**Exercise aim:**
Give the number of lines in the material below that include "also", and write nothing else.

**Provided information:**
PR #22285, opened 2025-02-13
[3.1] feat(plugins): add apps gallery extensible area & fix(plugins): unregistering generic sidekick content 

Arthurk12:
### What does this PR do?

==

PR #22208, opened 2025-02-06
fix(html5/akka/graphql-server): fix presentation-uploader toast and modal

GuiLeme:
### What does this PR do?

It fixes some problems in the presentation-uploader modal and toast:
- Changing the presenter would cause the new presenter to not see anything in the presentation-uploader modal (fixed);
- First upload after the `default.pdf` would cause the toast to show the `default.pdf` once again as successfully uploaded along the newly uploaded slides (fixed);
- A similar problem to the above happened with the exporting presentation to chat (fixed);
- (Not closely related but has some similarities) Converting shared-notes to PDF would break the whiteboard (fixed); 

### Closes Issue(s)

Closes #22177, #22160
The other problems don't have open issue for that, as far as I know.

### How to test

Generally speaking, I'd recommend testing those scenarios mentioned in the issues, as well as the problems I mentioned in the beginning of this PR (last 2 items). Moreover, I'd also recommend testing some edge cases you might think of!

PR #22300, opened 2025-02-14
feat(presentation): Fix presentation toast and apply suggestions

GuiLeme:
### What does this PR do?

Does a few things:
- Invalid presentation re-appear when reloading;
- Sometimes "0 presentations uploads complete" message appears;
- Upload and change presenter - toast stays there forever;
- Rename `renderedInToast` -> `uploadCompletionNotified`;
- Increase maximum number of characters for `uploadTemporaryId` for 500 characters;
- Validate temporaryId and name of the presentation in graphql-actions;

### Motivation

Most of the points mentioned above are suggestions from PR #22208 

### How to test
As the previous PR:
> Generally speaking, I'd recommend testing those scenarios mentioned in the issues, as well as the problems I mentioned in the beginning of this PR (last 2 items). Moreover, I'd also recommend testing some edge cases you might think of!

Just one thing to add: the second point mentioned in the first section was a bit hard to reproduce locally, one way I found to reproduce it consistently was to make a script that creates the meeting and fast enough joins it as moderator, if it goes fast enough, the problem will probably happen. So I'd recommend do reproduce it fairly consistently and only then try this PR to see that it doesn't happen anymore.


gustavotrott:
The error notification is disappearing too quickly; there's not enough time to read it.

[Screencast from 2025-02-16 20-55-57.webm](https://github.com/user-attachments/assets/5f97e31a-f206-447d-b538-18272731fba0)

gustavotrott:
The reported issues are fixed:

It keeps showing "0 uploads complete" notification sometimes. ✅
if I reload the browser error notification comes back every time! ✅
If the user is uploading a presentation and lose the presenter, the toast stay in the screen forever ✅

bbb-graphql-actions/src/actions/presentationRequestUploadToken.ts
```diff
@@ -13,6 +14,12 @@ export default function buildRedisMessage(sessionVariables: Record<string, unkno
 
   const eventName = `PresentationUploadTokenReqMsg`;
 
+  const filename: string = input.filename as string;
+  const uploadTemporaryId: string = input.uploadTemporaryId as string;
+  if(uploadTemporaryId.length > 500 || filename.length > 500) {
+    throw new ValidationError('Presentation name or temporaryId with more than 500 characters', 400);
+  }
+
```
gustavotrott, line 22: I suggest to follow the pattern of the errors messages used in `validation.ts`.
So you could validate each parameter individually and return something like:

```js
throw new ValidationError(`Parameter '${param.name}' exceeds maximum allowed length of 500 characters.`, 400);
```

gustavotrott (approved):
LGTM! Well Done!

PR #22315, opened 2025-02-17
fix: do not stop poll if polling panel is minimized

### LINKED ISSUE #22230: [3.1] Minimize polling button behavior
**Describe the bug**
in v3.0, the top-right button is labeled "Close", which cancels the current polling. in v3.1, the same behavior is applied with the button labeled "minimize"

**Output:**
2